Has there been research on using this to make models smaller? If models converge on similar representations, we should be able to build more efficient architectures around those core features.
It's more likely that such an architecture would be bigger rather than smaller. https://arxiv.org/abs/2412.20292 demonstrated that score-matching diffusion models approximate a process that combines patches from different training images. To build a model that makes use of this fact, all you need to do is look up the right patch in the training data. Of course a model the size of its training data would typically be rather unwieldy to use. If you want something smaller, we're back to approximations created by training the old-fashioned way.
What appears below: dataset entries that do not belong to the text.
PR #15741, opened 2026-08-03
test(clickhouse): cover filter SQL translation

### LINKED ISSUE #15731: test(clickhouse): clickhouse-filter.ts has no direct unit coverage
## Summary

`packages/shared/src/server/queries/clickhouse-sql/clickhouse-filter.ts` is 729 lines and sits on the path of essentially every v4 events query — tables, dashboards, and the search bar all lower their `FilterState` through it. It has no colocated unit test.

Observed on `main` @ `ae84d6a39` (v4.3.1).

## Current coverage in `clickhouse-sql/`

| File | LOC | Colocated test |
|---|---|---|
| `event-query-builder.ts` | 2150 | ✅ `event-query-builder.test.ts` |
| **`clickhouse-filter.ts`** | **729** | ❌ **none** |
| `query-fragments.ts` | 609 | ❌ none |
| `event-filter-options.ts` | 430 | ❌ none |
| `events-observation-row-selection.ts` | 347 | ❌ none |
| `factory.ts` | 307 | ❌ none |
| `fts.ts` | 201 | ❌ none |
| `search.ts` | 128 | ❌ none |
| `orderby-factory.ts` | 110 | ❌ none |
| `events-stream-query.ts` | 99 | ✅ `events-stream-query.test.ts` |
| `score-filter-pushdown.ts` | 83 | ✅ `score-filter-pushdown.test.ts` |

`clickhouse-filter.ts` is exercised only indirectly, via `packages/shared/src/server/repositories/traces.test.ts` and integration tests that reach it through a full query.

## Why this matters

- **It generates SQL.** Filter-to-SQL translation is where operator handling, parameter binding, and escaping live. Bugs here are either wrong results (silent) or injection (severe), and both are cheap to catch with table-driven unit tests over `(FilterState) → (sql, params)`.
- **It is on the hot path of the v4 migration.** The events tables are the active workstream right now, so this file is being modified under time pressure, which is exactly when a fast unit suite pays for itself.
- **Indirect coverage misattributes failures.** When an integration test fails today, it isn't immediately clear whether the fault is in the filter lowering, the query builder, or the repository. Direct tests localise that.

## Proposed approach

Add `clickhouse-filter.test.ts` alongside the existing `event-query-builder.test.ts`, following the same table-driven style already used there and in `score-filter-pushdown.test.ts`. Target the pure translation surface — no ClickHouse connection needed, so it runs in the fast unit path:

- every operator across each column type (string, stringOptions, number, datetime, boolean, arrayOptions, map/metadata)
- parameter naming and binding, including collision behaviour when the same column is filtered twice
- escaping of values containing quotes, backslashes, and `\uXXXX` sequences
- null / empty-array / empty-string handling per operator
- `AND`/`OR` composition and the empty-`FilterList` case

I'd start with the operator × column-type matrix, since that's the highest-value block and establishes the fixture shape for the rest.

## Suggested labels

`tech-debt`, `[Core] ClickHouse database`, `size:M`

---

Happy to submit this. If maintainers would rather see the suite scoped down first (e.g. operators only, deferring escaping and composition to a follow-up), say the word and I'll split it.

GautamSharma99:
## What does this PR do?

Adds direct, colocated unit coverage for `packages/shared/src/server/queries/clickhouse-sql/clickhouse-filter.ts`.

The new suite exercises the pure filter-to-SQL translation surface without starting ClickHouse or writing fixture data. It uses deterministic parameter suffixes so both generated SQL and parameter collision behavior can be asserted precisely.

### Coverage added

| Area | Covered behavior |
| --- | --- |
| String filters | Every standard operator, bound special characters, empty-string/null equivalence, and v4 `matches` validation/lowering |
| Scalar filters | Every number, datetime, and boolean operator, including numeric type overrides |
| Option filters | Every string, category, and array operator, empty arrays, flattened categories, and empty/null semantics |
| Metadata/object filters | Every string-map, number-object, and boolean-object operator; events metadata name/value arrays; ngram escaping; indexed metadata matching |
| Null filters | Both operators with ordinary and empty-string-equivalent behavior |
| Composition | Empty `FilterList`, `AND` composition, and collision-free binding when the same field is filtered twice |
| Table routing | `events_full` requirements for v4 input/output/metadata filters and core-safe negative cases |

The operator tables are derived from `filterOperators` and use exhaustive `satisfies Record<...>` mappings where applicable. Adding an operator now requires the direct SQL contract to be updated instead of relying on a distant repository failure.

This is test-only: it does not change production SQL, query structure, indexes, or ClickHouse schemas. No seed scenario is needed because the tested surface is deterministic and has no database dependency.

## Impacted package

- `@langfuse/shared`

## How was it tested?

- `pnpm --filter @langfuse/shared run test 'clickhouse-filter.test.ts'`
  - `Test Files 1 passed (1)`
  - `Tests 62 passed (62)`
- `pnpm run lint`
- `pnpm run typecheck`
- `git diff --check`

Closes #15731

Adds direct unit coverage for ClickHouse filter-to-SQL translation.

- Covers string, scalar, option, object, metadata, and null filter operators.
- Verifies parameter binding, collision-free parameter names, and empty/null semantics.
- Tests filter composition and `events_full` table-routing requirements.
</details>

The PR appears safe to merge.

The change adds deterministic unit tests without modifying production query behavior, schemas, or runtime paths, and no actionable defects were identified in the new coverage.
</details>

<sub>Reviews (1): Last reviewed commit: ["test(clickhouse): cover filter SQL trans..."](https://github.com/langfuse/langfuse/commit/be1d91020e13f07910302a113eec684e9d6ab8d1) | [Re-trigger Greptile](https://app.greptile.com/api/retrigger?id=49764835)</sub>

### DIFF
--- a/packages/shared/src/server/queries/clickhouse-sql/clickhouse-filter.test.ts
+++ b/packages/shared/src/server/queries/clickhouse-sql/clickhouse-filter.test.ts
@@ -1,0 +1,556 @@
+import { beforeEach, describe, expect, it, vi } from "vitest";
+
+import {
+  FTS_MATCH_OPERATOR,
+  filterOperators,
+} from "../../../interfaces/filters";
+
+const randomState = vi.hoisted(() => ({ next: 1 }));
+
+vi.mock("../../repositories", () => ({
+  clickhouseCompliantRandomCharacters: () => `x${randomState.next++}`,
+}));
+
+import {
+  ArrayOptionsFilter,
+  BooleanFilter,
+  BooleanObjectFilter,
+  CategoryOptionsFilter,
+  DateTimeFilter,
+  encodeBooleanScoreEntry,
+  FilterList,
+  filtersRequireEventsFull,
+  NullFilter,
+  NumberFilter,
+  NumberObjectFilter,
+  StringFilter,
+  StringObjectFilter,
+  StringOptionsFilter,
+} from "./clickhouse-filter";
+
+describe("clickhouse filters", () => {
+  beforeEach(() => {
+    randomState.next = 1;
+  });
+
+  describe("StringFilter", () => {
+    const queryByOperator = {
+      "=": "o.name = {stringFilterx1: String}",
+      contains: "position(o.name, {stringFilterx1: String}) > 0",
+      "does not contain": "position(o.name, {stringFilterx1: String}) = 0",
+      "starts with": "startsWith(o.name, {stringFilterx1: String})",
+      "ends with": "endsWith(o.name, {stringFilterx1: String})",
+    } satisfies Record<(typeof filterOperators.string)[number], string>;
+
+    it.each(filterOperators.string)("lowers the %s operator", (operator) => {
+      expect(
+        new StringFilter({
+          clickhouseTable: "observations",
+          tablePrefix: "o",
+          field: "name",
+          operator,
+          value: "needle",
+        }).apply(),
+      ).toEqual({
+        query: queryByOperator[operator],
+        params: { stringFilterx1: "needle" },
+      });
+    });
+
+    it("keeps quotes, backslashes, and unicode escape text in bound params", () => {
+      const value = String.raw`quote'\\slash\u1234`;
+      const result = new StringFilter({
+        clickhouseTable: "observations",
+        field: "name",
+        operator: "=",
+        value,
+      }).apply();
+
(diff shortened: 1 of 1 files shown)


sumerman:
See https://github.com/langfuse/langfuse/issues/15731#issuecomment-5176724228

PR #15770, opened 2026-08-04
fix(sentry): stop three noise families from minting a fingerprint per occurrence

nkabardin:
🟡 **Live preview: [pr-15770.preview.langfuse.com](https://pr-15770.preview.langfuse.com)**

## TL;DR

Three browser-noise families mint a **new Sentry fingerprint per occurrence** (~40 junk issues/week on the board). This adds four narrow, unit-tested rules to the established filter module (`sentryFilters.ts`, pattern from #15145/#15238): two drops keyed on exact signatures that cannot represent an app bug, one **fingerprint grouping** (kept, not dropped) for stale-chunk parse errors, and one drop for errors thrown wholly inside PostHog's session-replay recorder script. Every rule was designed from pulled production events and ships positive + negative fixtures proving real errors still pass.

## Why

- **Non-Error promise rejections** (`Non-Error promise rejection captured with value: …`): no stack, so Sentry groups by the stringified value — every new value is a new issue (LANGFUSE-5T9, 5TA). Sources: browser-extension shims, `Promise.reject(undefined)`, email-scanner artifacts.
- **Storage-access `SecurityError`** (`Failed to read the 'localStorage' property from 'Window': Access is denied…`): iframe/privacy-mode environments; our `useLocalStorage`/`useSessionStorage` hooks already catch and fall back, but the `console.error` in the catch re-captures the DOMException with a per-deploy hashed-chunk stack — four fingerprints in 14 days for one message (LANGFUSE-5TC/5TD/5TE/5TF).
- **Chunk parse `SyntaxError`s**: a stale client fetching a chunk that no longer exists after a deploy parses garbage; chunk filenames are content-hashed, so it's **one fingerprint per chunk per deploy** (LANGFUSE-5WH 15 ev, 5S7 7, 5WG 5, 5WD 3, 5WN + a long 1-event tail). The reload banner (#15279) mitigates the cause; the events themselves are non-actionable.
- **PostHog recorder internals**: rrweb DOM serialization throwing inside `/static/posthog-recorder.js` (LANGFUSE-5VY 21 ev, 5VX 19) — vendor code, no app frame in the stack.

## What

| Family | Mechanism | Signature (all conditions required) |
|---|---|---|
| Non-Error rejections | **drop** | type `UnhandledRejection` + SDK-synthesized prefix + value in an **exact denylist** (`Not implemented on this platform`, `undefined`, `Object Not Found Matching Id:…`) |
| Storage SecurityError | **drop** | type `SecurityError` + mechanism `auto.core.capture_console` (already caught by our hooks) + browser-generated getter-denial message |
| Chunk parse errors | **group** | mechanism `onerror` + type `SyntaxError` + exactly one function-less frame in `/_next/static/chunks/` → single fingerprint `stale-chunk-parse-error` |
| Recorder internals | **drop** | every attributable frame in `/static/posthog-recorder.js` (any app frame ⇒ kept) |

**What still passes (negative fixtures in `sentryFilters.clienttest.ts`):** unknown rejection values and the object-shaped rejection variant; real unhandled rejections carrying an `Error`; an **uncaught** storage `SecurityError` crashing a render (global `onerror`); cross-origin-frame `SecurityError`s; the evals editor's user-code `SyntaxError`s (`/evals/new`, `capture_console` + app frames); runtime `JSON.parse` errors; any stack mixing recorder frames with app frames.

## Result

The three families stop minting fingerprints: two families disappear as known-benign environment noise, chunk-parse errors collapse into **one** issue that would still spike visibly if a deploy ever shipped a genuinely broken chunk, and recorder-internal errors are gone. 82/82 filter tests green; lint + typecheck green.

<details>
<summary>Engineering detail: evidence, skeptic review, and deliberate limits</summary>

### Designed from wire-shape events, not stored JSON
An independent adversarial review of the first draft caught that `beforeSend` sees the **client wire shape**, not the normalized stored event:

- Parse-error frames carry the SDK's `UNKNOWN_FUNCTION` placeholder `"?"` (`_enhanceEventWithInitialFrame`); stored events show `null` only after server-side normalization. The chunk-parse predicate accepts both.
- The recorder script loads as `/static/posthog-recorder.js?v=<posthog-js version>` and the query survives into frame filenames; the predicate strips query/fragment before suffix-matching.

### Masking-risk analysis (per rule)
- **Rejections:** exact-value matching only. The codebase has no `Promise.reject(<non-Error>)`/bare `reject()` sites; a rejected real `Error` keeps its own type and never matches. The object-shaped variant (`Object captured as promise rejection with keys: …`) has carried real failures and is explicitly kept. `undefined` rejections carry zero diagnostic content (no stack, no value) — nothing actionable is lost.
- **Storage SecurityError:** the review found unguarded storage reads (e.g. a `sessionStorage.getItem` in a render-path `useMemo`) that could crash a page in storage-blocked contexts. The rule is therefore **mechanism-guarded**: only `capture_console` instances (already caught + fallen back by our hooks) are dropped; an uncaught crash arrives via `onerror` and is kept.
- **Chunk parse:** grouped, not dropped, precisely so a bad deploy stays visible as a spike on one issue. Recommended follow-up: keep the grouped issue on "archive until escalating", never archive-forever.
- **Recorder:** any stack touching an app chunk is kept. Deliberate coverage gap: the `addEventListener`-wrapped variant carries the Sentry `wrap()` frame, which in a prod bundle is an app-chunk filename — those events remain (dropping chunk-frame stacks could mask real listener errors).

### Test coverage
82 tests: each rule has fixtures replicating the pulled production event shapes (wire + normalized variants) and KEEPS-fixtures for every adjacent real-error shape listed above.

</details>

The PR narrows browser-side Sentry noise without changing application behavior.
- Drops selected non-Error promise rejections and caught storage-access denials.
- Groups anonymous Next.js chunk parse failures under one stable fingerprint.
- Drops errors attributable solely to PostHog’s session-replay recorder.
- Adds positive and adjacent negative fixtures for each filtering rule.
</details>

The PR appears safe to merge because the new filters are narrowly constrained and no concrete reachable loss of actionable telemetry was identified.

The filtering rules retain adjacent app-error shapes through mechanism, exception-type, stack-attribution, and frame-shape guards, while stale chunk failures remain visible under a stable fingerprint.
</details>

<sub>Reviews (1): Last reviewed commit: ["fix(sentry): harden filters against wire..."](https://github.com/langfuse/langfuse/commit/55aa86b358a0fc0a9ce4c9ae7341cf848dcee2f8) | [Re-trigger Greptile](https://app.greptile.com/api/retrigger?id=50043069)</sub>

### DIFF
--- a/web/instrumentation-client.ts
+++ b/web/instrumentation-client.ts
@@ -58,7 +58,7 @@ Sentry.init({
 
     // Stale-deploy / truncated chunk parse errors: collapse into ONE issue
     // instead of one per content-hashed chunk filename. Deliberately grouped,
-    // NOT dropped — a deploy that ships a genuinely unparseable chunk still
+    // NOT dropped — a deploy that ships a genuinely unparsable chunk still
     // surfaces as a spike on the single grouped issue. See
     // isStaleChunkParseErrorEvent for the rationale.
     if (isStaleChunkParseErrorEvent(event)) {
--- a/web/instrumentation-client.ts
+++ b/web/instrumentation-client.ts
@@ -2,7 +2,10 @@ import * as Sentry from "@sentry/nextjs";
 import {
   isDenylistedNoiseEvent,
   isNoisyHttpClientPollEvent,
+  isPosthogRecorderInternalEvent,
   isReactDevtoolsInternalEvent,
+  isStaleChunkParseErrorEvent,
+  STALE_CHUNK_PARSE_FINGERPRINT,
 } from "@/src/utils/sentryFilters";
 
 const isEuOrUsRegionNonHipaa =
@@ -43,6 +46,23 @@ Sentry.init({
     // to Sentry. See isDenylistedNoiseEvent for the per-rule rationale.
     if (isDenylistedNoiseEvent(event)) {
       return null;
+    }
+
+    // Drop errors thrown wholly inside PostHog's session-replay recorder
+    // script (rrweb DOM serialization failing on exotic page content). No app
+    // frame is ever present in these stacks; anything touching our code is
+    // kept. See isPosthogRecorderInternalEvent for the rationale.
+    if (isPosthogRecorderInternalEvent(event)) {
+      return null;
+    }
+
+    // Stale-deploy / truncated chunk parse errors: collapse into ONE issue
+    // instead of one per content-hashed chunk filename. Deliberately grouped,
+    // NOT dropped — a deploy that ships a genuinely unparseable chunk still
+    // surfaces as a spike on the single grouped issue. See
+    // isStaleChunkParseErrorEvent for the rationale.
+    if (isStaleChunkParseErrorEvent(event)) {
+      event.fingerprint = [STALE_CHUNK_PARSE_FINGERPRINT];
     }
 
     return event;
--- a/web/src/utils/sentryFilters.clienttest.ts
+++ b/web/src/utils/sentryFilters.clienttest.ts
@@ -3,7 +3,9 @@ import { type ErrorEvent } from "@sentry/nextjs";
 import {
   isDenylistedNoiseEvent,
   isNoisyHttpClientPollEvent,
+  isPosthogRecorderInternalEvent,
   isReactDevtoolsInternalEvent,
+  isStaleChunkParseErrorEvent,
 } from "@/src/utils/sentryFilters";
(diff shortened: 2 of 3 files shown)


nkabardin:
@claude review

PR #15772, opened 2026-08-04
fix(web): classify tRPC response JSON-parse failures as transport noise

nkabardin:
🟡 **Live preview: [pr-15772.preview.langfuse.com](https://pr-15772.preview.langfuse.com)**

## TL;DR

`TRPCClientError: JSON.parse: unexpected character…` / `Unexpected end of JSON input` events are transport noise (a non-JSON response body reached the tRPC client), not app bugs. This classifies them at the existing `handleTrpcError` seam: breadcrumb instead of Sentry capture, error toast unchanged. Negative fixtures prove real errors still capture.

## Why

Sentry issues LANGFUSE-5V0 (12 events / 6 users since 2026-07-24) and LANGFUSE-5VS (2 events / 1 user): the tRPC client throws a `TRPCClientError` wrapping a raw `SyntaxError` from `JSON.parse` on the response body. Evidence this is transport-shaped, not an app bug:

- The events carry **no tRPC error envelope** (`error.data` is absent — no `trpc.code`/`trpc.path` tags): the server never answered with a tRPC error shape.
- In the captured replay breadcrumbs, the failing fetch returned **HTTP 200 with an unparseable body** — something between the server and the `JSON.parse` call replaced or truncated the body.
- The 5V0 events all come from Firefox sessions belonging to security researchers (bug-bounty / disposable-mail accounts) probing auth and settings pages — the signature of an intercepting proxy rewriting responses. 5VS is two events 11 ms apart from one user — a truncated body on a flaky connection.

Our tRPC handler always serializes JSON, so a body that fails `JSON.parse` was corrupted in transit. The client-side event is an amplified, lower-fidelity copy of a signal the server already owns.

## What

- New named predicate `isTrpcResponseParseError` in `web/src/utils/api.ts`: a `TRPCClientError` whose `cause` is a `SyntaxError` **and** that has no parsed tRPC error envelope (`error.data`) **and** whose response status is not 414/431 — a parse failure on a request-too-large response is the app-owned oversized-GET-URL bug class (the `sendAsPostOption` machinery) and keeps capturing.
- Because `@trpc/client` drops the response meta when body parsing fails (verified against 11.13.4: the link records meta only for fulfilled requests), a small `fetch` wrapper on the links re-attaches the HTTP status to the parse `SyntaxError` so the 414/431 exclusion actually works in the live flow.
- `handleTrpcError` (the established seam from #15243) drops the transport-shaped ones from Sentry with a breadcrumb (message + response status), exactly like the expected-code suppression next to it.
- The parse-error toast copy in `trpcErrorToast.tsx` no longer claims "We've been notified" (no longer true for the suppressed class); it now reads "The request could not be completed. Please try again or contact support if this persists."

## Result

The two JSON-parse issue families stop minting Sentry events; a breadcrumb keeps the trail in any later real event from the same session.

**Does this rule hide a real error?** No — locked by negative fixtures in `api.clienttest.ts`:

- a tRPC server error envelope (e.g. `INTERNAL_SERVER_ERROR`, 500) still captures (`error.data` present → predicate is false),
- a parse failure on HTTP 414/431 (request too large — an actionable app bug) still captures, via the status annotation or link meta,
- a raw `SyntaxError` thrown by app code (not wrapped by the tRPC client) still captures via the non-TRPC branch,
- network connectivity failures and other causes are untouched.

A systemic outage where a proxy serves error pages for every response surfaces server-side (5xx/LB metrics), not through browser JSON.parse copies.

<details>
<summary>Mechanism and verification detail</summary>

- `TRPCClientError.from(cause)` (trpc client v11) wraps a thrown `SyntaxError` as `new TRPCClientError(cause.message, { cause })`, leaving `shape`/`data` undefined — verified against the installed `@trpc/client@11.13.4`. A server error response goes through the `isTRPCErrorResponse` branch instead and always carries `result.error.data`.
- The predicate reads `error.data` first, so any response that parsed into an error envelope can never be classified as a parse failure, regardless of cause.
- **Why the fetch wrapper:** empirically probed the installed client — for a 431 empty body, a 200 HTML body, and a 502 HTML body alike, the thrown `TRPCClientError` has `meta: undefined` (the link's `meta` closure is assigned in the fulfilled branch only, `httpLink` → `.catch((cause) => TRPCClientError.from(cause, { meta }))`). A status check on `error.meta.response` alone would therefore never fire in the live flow; the wrapper re-attaches the status at the only place that still has both the `Response` and the parse error. The predicate also reads `error.meta.response.status` as a fallback for links that do attach meta.
- Suppression follows the sentry-instrumentation contract: named, documented predicate + breadcrumb trail + negative fixtures (the #15243 seam-classification pattern, same file).
- Checks: `vitest --project client src/utils/api.clienttest.ts` (28 tests green, incl. wrapper tests), prettier, eslint, `tsc --noEmit` all green.

</details>

### DIFF
--- a/web/src/utils/api.clienttest.ts
+++ b/web/src/utils/api.clienttest.ts
@@ -1,12 +1,24 @@
 import { TRPCClientError } from "@trpc/client";
+import { vi } from "vitest";
 import {
   EXPECTED_TRPC_ERROR_CODES,
+  fetchWithParseErrorStatus,
   getTrpcErrorCode,
   getTrpcErrorPath,
   isExpectedTrpcClientError,
   isNetworkConnectivityError,
   isTrpcResponseParseError,
 } from "@/src/utils/api";
+
+/** A JSON.parse SyntaxError annotated with the HTTP status it was parsed
+ * from, as produced by `fetchWithParseErrorStatus`. */
+const parseErrorWithStatus = (message: string, status: number) => {
+  const cause: SyntaxError & { responseStatus?: number } = new SyntaxError(
+    message,
+  );
+  cause.responseStatus = status;
+  return cause;
+};
 
 /** Builds a TRPCClientError with the given server error shape (code/path). */
 const trpcServerError = (opts: {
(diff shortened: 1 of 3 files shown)


nkabardin:
@claude review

I have mixed feelings about this interpretation: that diffusion models approximately produce moseics from patches of training data. It does a good job helping people understand why diffusion models are able to work. I used it myself in talk almost 3 years ago! And it isn't a lie exactly, the linked paper is totally sound. It's just that it only works if you assume your model is an absolute optimal minimization of the loss (under some inductive biases). It isn't. No machine learning more complicated than OLS holds up to that standard.
_And that's the actual reason they work._ Undefit models don't just approximate, they interpolate, extrapolate, generalize a bit, and ideally smooth out the occasional total garbage mixed in with your data. In fact, diffusion models work so well because they can correct their own garbage! If extra fingers start to show up in step 5, then steps 6 and 7 still have a chance to reinterpret that as noise and correct back into distribution.
And then there's all the stuff you can do with diffusion models. In my research I hack into the model and use it to decompose images into the surface material properties and lighting! That doesn't make much sense as averaging of memorized patches.
Given all that, it is a very useful interpretation. But I wouldn't take it too literally.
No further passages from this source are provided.